#### Source material

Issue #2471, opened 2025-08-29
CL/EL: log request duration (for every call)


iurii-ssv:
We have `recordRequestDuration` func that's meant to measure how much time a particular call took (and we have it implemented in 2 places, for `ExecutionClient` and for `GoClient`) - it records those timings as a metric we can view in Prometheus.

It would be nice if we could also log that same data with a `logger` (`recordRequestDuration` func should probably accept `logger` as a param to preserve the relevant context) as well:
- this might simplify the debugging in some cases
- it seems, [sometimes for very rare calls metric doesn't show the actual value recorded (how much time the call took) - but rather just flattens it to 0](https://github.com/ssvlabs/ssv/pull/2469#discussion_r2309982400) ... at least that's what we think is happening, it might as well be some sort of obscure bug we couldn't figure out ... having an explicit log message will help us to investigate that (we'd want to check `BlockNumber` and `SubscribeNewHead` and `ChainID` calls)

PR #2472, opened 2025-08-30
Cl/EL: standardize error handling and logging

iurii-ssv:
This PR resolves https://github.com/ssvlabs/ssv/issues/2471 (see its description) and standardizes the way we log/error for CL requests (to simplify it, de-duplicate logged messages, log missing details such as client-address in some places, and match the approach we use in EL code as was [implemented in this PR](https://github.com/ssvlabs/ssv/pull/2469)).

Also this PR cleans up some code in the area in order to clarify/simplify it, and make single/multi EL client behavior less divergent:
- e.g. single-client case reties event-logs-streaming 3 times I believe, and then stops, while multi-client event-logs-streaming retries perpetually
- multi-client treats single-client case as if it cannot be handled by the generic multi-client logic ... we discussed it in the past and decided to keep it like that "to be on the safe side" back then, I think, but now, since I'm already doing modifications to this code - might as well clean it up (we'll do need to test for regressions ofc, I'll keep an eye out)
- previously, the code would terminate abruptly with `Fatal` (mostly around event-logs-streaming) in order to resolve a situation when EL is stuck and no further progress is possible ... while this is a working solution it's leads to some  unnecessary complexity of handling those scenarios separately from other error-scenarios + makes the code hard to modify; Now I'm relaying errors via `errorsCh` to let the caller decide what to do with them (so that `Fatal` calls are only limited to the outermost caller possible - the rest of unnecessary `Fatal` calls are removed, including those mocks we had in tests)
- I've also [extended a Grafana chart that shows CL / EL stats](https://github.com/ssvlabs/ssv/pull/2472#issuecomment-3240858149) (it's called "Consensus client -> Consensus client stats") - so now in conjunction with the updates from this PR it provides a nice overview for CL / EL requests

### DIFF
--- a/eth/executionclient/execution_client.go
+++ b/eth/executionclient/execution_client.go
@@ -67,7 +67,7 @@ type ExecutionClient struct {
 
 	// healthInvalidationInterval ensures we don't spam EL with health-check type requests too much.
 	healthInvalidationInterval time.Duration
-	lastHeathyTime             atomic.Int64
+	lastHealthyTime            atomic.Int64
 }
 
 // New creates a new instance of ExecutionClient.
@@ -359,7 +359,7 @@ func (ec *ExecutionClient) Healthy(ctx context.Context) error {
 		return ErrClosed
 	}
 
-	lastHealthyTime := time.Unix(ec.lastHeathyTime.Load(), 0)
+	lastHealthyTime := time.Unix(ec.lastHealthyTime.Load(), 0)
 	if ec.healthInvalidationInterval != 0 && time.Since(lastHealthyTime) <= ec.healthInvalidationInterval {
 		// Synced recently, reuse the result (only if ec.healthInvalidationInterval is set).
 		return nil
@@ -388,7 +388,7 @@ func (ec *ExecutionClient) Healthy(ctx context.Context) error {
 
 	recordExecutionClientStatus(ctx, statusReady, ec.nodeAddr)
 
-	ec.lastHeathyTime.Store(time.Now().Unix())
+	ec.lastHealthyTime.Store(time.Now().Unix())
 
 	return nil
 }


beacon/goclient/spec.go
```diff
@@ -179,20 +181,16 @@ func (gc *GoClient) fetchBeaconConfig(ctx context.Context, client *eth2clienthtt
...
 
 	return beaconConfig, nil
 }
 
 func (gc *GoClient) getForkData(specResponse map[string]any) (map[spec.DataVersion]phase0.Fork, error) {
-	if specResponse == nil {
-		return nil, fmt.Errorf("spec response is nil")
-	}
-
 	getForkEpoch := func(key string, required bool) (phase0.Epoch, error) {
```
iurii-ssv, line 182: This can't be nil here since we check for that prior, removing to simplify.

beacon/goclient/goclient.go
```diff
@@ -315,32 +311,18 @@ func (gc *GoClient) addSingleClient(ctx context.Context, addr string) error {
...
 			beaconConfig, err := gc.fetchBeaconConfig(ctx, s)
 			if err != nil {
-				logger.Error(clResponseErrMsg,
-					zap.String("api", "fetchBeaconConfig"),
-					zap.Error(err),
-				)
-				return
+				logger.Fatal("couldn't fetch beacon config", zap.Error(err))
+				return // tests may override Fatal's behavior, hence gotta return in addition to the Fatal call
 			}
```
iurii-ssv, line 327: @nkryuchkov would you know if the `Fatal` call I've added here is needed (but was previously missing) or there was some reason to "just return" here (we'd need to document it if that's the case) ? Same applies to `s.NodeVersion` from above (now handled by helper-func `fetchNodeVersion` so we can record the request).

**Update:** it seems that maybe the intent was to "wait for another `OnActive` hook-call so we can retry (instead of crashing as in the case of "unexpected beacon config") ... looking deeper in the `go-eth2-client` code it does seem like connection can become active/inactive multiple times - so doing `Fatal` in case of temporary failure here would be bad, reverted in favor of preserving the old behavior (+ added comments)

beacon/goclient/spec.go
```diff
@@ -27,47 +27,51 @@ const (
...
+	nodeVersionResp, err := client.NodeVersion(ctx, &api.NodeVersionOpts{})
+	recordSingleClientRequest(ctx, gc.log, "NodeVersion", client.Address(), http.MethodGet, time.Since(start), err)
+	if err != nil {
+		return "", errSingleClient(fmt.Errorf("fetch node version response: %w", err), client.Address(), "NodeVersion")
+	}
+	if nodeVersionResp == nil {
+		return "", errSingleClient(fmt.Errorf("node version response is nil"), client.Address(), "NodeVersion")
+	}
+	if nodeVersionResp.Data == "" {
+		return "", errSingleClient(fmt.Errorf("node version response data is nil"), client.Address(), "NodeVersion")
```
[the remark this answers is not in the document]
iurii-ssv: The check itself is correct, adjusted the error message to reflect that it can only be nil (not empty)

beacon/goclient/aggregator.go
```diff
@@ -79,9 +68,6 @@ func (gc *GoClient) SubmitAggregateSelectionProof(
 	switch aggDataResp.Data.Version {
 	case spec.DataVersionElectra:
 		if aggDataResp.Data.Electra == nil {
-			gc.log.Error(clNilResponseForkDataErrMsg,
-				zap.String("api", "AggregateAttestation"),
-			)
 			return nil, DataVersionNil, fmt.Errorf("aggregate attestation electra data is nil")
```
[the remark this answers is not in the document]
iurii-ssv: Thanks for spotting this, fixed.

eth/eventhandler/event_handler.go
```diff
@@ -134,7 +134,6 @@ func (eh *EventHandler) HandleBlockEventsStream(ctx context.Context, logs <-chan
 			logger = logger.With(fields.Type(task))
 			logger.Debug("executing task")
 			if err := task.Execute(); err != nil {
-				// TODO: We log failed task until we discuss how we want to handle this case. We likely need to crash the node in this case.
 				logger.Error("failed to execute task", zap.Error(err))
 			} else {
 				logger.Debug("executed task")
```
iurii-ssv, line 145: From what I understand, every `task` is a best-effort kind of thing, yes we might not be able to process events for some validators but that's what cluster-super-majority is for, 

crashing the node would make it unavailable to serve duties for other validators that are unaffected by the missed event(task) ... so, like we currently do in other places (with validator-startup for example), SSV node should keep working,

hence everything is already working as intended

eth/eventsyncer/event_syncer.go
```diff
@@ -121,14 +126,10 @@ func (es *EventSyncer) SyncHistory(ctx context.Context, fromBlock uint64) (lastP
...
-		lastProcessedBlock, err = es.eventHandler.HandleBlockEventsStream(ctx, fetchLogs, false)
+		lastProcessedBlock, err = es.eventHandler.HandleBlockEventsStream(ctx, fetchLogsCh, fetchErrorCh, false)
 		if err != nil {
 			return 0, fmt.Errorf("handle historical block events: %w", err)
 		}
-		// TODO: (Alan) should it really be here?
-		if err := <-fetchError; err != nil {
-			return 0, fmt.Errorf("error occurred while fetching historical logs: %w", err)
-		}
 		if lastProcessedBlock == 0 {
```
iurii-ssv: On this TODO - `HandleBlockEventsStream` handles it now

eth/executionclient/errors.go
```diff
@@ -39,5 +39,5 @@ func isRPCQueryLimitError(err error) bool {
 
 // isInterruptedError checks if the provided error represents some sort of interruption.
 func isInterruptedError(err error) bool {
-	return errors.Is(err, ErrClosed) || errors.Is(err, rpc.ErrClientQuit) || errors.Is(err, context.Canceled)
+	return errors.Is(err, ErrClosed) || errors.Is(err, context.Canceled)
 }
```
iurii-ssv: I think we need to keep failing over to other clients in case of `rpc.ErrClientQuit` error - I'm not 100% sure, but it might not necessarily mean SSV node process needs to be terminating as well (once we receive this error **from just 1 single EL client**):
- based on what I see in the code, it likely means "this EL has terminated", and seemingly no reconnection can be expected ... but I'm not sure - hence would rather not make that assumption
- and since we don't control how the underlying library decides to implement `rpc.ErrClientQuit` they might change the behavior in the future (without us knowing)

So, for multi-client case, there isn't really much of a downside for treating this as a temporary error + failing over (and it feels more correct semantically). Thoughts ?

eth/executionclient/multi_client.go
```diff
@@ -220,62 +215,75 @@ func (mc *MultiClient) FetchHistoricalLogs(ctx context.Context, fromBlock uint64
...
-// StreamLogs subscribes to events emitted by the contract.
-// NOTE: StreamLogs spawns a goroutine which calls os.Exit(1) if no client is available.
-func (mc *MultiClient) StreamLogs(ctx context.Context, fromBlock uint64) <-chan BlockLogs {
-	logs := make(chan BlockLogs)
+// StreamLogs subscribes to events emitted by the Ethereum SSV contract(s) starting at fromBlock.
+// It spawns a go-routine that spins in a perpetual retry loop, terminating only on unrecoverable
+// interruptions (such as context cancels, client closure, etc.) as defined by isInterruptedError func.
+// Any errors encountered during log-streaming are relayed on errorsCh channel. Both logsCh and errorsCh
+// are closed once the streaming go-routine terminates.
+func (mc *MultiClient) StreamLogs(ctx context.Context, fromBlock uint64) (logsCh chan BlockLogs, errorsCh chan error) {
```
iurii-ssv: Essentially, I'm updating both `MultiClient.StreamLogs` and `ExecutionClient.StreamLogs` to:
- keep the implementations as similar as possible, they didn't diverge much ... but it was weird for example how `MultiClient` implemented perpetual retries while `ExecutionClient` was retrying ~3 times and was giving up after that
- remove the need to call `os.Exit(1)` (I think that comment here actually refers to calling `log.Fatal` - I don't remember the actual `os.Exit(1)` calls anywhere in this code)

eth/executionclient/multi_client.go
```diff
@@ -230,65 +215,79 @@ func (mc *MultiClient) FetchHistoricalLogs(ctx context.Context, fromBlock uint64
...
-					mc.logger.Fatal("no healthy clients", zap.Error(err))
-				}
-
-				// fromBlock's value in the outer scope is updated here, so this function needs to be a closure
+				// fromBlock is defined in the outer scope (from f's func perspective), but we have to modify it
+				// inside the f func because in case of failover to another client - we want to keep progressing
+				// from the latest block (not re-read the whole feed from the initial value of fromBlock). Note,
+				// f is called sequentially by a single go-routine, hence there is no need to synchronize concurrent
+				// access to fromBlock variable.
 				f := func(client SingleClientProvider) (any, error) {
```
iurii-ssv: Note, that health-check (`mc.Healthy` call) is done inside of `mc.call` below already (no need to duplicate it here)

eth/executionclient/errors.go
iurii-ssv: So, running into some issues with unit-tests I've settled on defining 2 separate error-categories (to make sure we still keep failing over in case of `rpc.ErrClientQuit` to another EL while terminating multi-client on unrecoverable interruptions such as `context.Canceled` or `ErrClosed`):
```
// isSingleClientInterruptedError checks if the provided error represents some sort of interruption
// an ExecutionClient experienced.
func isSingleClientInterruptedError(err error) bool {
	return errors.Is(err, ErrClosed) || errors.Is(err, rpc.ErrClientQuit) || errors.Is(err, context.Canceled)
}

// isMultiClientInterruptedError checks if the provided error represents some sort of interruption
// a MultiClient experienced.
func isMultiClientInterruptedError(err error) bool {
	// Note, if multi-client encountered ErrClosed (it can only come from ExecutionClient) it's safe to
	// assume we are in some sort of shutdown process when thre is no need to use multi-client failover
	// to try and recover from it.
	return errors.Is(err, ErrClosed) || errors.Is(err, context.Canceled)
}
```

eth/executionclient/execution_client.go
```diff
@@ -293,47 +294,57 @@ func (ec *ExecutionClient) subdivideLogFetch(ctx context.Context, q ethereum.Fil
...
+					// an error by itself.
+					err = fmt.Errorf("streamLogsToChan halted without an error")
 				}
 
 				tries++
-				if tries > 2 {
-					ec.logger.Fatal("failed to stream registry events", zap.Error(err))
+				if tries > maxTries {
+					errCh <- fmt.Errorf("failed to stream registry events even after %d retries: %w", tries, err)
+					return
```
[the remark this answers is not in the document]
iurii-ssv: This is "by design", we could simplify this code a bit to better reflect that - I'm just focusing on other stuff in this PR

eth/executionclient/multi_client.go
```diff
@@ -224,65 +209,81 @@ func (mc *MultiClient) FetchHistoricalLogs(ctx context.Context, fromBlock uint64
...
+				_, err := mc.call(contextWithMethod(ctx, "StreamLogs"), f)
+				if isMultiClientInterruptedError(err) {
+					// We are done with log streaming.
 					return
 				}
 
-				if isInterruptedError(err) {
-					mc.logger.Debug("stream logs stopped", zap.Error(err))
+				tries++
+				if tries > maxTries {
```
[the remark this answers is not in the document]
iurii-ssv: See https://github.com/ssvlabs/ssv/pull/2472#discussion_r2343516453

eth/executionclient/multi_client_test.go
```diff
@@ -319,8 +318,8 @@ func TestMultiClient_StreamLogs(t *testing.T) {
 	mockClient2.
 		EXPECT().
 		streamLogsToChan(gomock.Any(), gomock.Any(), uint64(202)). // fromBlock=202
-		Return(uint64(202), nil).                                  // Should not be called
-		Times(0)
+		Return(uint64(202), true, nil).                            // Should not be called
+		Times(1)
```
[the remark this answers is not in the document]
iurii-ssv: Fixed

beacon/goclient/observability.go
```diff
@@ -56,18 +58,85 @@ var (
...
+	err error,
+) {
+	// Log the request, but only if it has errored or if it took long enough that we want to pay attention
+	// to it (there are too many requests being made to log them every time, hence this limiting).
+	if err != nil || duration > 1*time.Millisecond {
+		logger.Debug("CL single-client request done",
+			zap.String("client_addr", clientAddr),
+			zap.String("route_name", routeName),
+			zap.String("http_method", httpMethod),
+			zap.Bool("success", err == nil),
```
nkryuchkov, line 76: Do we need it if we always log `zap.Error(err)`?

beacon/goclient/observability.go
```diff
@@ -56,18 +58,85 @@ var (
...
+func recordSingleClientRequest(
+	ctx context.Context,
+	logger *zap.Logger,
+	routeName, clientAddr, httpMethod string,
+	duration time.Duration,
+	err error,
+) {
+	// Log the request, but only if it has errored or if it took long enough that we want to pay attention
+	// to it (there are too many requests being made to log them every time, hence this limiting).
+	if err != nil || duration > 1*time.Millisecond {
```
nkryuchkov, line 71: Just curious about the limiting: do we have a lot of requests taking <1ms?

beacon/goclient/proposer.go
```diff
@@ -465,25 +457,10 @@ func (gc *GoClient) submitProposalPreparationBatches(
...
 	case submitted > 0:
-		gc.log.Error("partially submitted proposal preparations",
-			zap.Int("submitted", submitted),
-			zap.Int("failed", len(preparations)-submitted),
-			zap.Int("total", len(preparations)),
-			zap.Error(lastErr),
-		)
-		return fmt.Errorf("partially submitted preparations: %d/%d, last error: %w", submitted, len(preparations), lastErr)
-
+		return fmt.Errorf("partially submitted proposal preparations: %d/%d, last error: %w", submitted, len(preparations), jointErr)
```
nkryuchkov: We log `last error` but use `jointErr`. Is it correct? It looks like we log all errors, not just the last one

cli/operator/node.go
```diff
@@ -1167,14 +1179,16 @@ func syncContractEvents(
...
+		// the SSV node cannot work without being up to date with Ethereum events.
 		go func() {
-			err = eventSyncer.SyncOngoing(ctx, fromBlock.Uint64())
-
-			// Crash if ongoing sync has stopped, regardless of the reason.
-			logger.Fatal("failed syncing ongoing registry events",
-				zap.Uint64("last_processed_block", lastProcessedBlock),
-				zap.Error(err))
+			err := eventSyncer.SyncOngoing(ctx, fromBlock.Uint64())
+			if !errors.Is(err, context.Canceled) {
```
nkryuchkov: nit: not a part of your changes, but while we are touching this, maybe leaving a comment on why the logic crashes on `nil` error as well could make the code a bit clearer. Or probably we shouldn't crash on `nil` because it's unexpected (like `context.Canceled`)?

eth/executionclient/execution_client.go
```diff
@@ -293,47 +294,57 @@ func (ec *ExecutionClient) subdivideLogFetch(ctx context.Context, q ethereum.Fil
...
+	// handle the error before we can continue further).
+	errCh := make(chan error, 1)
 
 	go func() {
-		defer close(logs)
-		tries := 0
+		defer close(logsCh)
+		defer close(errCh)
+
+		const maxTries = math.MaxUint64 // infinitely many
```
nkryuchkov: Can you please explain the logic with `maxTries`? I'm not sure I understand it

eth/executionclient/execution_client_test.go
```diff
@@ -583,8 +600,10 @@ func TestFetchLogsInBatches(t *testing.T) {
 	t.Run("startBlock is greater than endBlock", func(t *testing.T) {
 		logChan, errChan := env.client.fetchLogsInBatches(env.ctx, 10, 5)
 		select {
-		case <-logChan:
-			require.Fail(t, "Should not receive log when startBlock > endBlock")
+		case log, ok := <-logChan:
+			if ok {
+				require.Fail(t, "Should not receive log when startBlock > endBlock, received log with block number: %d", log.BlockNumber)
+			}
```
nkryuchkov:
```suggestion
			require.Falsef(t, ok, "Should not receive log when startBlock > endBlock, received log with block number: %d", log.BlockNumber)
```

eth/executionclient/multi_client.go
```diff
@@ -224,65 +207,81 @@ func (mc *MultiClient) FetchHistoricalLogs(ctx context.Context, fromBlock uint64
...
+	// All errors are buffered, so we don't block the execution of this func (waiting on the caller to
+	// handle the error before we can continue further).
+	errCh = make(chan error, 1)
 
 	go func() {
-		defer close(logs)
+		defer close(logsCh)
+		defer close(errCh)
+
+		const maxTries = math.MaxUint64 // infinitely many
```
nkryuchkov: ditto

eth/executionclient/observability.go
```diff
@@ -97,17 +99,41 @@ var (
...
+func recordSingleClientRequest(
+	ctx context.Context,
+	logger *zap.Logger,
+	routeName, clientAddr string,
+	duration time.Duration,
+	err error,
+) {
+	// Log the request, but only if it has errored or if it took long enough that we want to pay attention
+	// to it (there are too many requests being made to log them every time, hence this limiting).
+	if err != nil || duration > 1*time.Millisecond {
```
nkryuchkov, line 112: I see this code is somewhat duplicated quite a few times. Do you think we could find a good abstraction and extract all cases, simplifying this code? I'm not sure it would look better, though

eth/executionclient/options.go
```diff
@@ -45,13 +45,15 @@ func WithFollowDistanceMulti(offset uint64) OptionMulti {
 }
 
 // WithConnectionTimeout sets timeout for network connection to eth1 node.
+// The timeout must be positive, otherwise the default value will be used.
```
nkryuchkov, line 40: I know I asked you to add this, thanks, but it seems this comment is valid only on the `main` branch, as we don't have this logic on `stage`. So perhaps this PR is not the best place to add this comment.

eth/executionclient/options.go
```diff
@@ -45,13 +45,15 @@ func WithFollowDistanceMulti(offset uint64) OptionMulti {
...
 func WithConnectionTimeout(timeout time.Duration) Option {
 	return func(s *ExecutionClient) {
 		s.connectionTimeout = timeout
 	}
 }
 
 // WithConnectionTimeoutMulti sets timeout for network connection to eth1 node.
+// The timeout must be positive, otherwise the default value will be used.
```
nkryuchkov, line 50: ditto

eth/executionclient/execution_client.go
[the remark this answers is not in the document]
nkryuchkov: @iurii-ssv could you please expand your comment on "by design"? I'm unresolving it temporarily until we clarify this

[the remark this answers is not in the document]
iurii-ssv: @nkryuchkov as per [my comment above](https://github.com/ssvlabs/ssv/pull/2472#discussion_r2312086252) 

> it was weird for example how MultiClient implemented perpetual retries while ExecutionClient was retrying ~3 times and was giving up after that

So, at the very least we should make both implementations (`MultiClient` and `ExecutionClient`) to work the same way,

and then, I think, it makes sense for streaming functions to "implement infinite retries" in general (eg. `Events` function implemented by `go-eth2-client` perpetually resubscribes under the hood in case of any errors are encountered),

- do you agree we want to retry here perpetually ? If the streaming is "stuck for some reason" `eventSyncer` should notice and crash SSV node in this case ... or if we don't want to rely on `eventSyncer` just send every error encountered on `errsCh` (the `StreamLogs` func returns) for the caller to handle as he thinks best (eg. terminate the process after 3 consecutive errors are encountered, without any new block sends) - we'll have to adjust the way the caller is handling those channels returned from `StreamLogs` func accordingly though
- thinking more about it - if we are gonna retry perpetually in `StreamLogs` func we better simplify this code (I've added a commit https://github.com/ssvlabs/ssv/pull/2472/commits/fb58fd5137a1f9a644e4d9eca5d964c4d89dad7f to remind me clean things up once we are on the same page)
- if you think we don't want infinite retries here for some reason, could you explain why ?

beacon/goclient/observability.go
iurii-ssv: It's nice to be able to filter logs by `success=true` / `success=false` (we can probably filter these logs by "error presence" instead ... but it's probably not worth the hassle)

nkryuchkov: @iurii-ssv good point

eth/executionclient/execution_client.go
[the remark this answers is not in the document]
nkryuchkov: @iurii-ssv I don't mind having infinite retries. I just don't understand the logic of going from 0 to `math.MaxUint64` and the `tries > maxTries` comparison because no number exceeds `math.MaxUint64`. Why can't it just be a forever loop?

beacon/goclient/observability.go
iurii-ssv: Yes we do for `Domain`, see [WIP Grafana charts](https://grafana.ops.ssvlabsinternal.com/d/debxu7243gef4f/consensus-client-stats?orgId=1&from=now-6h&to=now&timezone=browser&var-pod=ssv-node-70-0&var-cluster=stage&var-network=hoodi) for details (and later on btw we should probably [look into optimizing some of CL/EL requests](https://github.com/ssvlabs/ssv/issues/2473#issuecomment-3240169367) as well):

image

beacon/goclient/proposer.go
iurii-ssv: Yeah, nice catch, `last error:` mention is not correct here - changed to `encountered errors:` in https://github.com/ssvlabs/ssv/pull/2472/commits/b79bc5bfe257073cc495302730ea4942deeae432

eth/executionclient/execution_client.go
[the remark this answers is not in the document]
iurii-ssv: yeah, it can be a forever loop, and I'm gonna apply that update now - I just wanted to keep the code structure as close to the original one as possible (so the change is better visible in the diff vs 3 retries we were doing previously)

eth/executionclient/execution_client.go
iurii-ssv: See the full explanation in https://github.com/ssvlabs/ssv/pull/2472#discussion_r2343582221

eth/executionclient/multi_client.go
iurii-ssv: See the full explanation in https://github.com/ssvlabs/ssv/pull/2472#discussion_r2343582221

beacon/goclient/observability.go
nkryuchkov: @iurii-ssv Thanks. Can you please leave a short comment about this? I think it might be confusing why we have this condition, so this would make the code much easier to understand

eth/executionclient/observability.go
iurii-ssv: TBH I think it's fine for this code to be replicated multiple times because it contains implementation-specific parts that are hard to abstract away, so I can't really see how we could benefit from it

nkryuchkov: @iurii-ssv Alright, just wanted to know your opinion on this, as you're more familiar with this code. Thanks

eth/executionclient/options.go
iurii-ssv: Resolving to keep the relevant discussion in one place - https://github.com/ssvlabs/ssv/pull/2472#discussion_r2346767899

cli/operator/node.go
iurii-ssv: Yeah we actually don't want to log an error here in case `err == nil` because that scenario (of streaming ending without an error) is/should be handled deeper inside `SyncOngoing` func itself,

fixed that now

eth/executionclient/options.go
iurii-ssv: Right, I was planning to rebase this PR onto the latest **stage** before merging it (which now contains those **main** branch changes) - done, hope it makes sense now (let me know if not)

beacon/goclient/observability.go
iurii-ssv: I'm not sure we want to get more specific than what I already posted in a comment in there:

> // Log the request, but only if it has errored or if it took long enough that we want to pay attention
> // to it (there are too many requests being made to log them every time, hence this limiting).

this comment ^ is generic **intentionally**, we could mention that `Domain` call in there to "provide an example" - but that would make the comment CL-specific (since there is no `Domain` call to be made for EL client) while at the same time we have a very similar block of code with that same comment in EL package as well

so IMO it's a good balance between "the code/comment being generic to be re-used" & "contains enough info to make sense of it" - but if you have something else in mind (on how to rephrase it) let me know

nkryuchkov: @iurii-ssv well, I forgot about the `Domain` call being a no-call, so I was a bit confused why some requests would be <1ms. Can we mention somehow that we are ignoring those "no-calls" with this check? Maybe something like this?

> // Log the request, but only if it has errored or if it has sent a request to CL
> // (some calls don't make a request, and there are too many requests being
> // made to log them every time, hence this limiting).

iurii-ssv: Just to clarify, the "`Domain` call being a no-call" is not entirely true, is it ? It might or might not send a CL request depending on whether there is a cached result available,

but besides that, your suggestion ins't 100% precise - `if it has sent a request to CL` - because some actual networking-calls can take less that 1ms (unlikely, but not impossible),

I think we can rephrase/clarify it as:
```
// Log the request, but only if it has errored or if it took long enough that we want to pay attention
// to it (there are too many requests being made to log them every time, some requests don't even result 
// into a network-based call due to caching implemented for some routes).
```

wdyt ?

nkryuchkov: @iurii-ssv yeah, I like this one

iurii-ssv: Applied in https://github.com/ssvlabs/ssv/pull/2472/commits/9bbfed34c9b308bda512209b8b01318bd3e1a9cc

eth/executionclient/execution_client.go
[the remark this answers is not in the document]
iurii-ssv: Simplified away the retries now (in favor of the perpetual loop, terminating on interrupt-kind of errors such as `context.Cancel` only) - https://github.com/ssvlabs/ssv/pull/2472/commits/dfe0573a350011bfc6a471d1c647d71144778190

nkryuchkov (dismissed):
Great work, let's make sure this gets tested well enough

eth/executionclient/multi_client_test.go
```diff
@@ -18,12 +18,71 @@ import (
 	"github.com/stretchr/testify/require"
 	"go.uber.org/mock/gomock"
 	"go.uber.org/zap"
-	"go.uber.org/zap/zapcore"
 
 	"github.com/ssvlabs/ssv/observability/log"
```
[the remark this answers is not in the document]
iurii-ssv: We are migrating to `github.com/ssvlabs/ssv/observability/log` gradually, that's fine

########

* [Task brief]
Exactly the lines above from the one with "this comment ^" to the one with "iurii-ssv: Just to", both included, are to be quoted; leave the rest out.

* [Result for this task]
this comment ^ is generic **intentionally**, we could mention that `Domain` call in there to "provide an example" - but that would make the comment CL-specific (since there is no `Domain` call to be made for EL client) while at the same time we have a very similar block of code with that same comment in EL package as well

so IMO it's a good balance between "the code/comment being generic to be re-used" & "contains enough info to make sense of it" - but if you have something else in mind (on how to rephrase it) let me know

nkryuchkov: @iurii-ssv well, I forgot about the `Domain` call being a no-call, so I was a bit confused why some requests would be <1ms. Can we mention somehow that we are ignoring those "no-calls" with this check? Maybe something like this?

> // Log the request, but only if it has errored or if it has sent a request to CL
> // (some calls don't make a request, and there are too many requests being
> // made to log them every time, hence this limiting).

iurii-ssv: Just to clarify, the "`Domain` call being a no-call" is not entirely true, is it ? It might or might not send a CL request depending on whether there is a cached result available,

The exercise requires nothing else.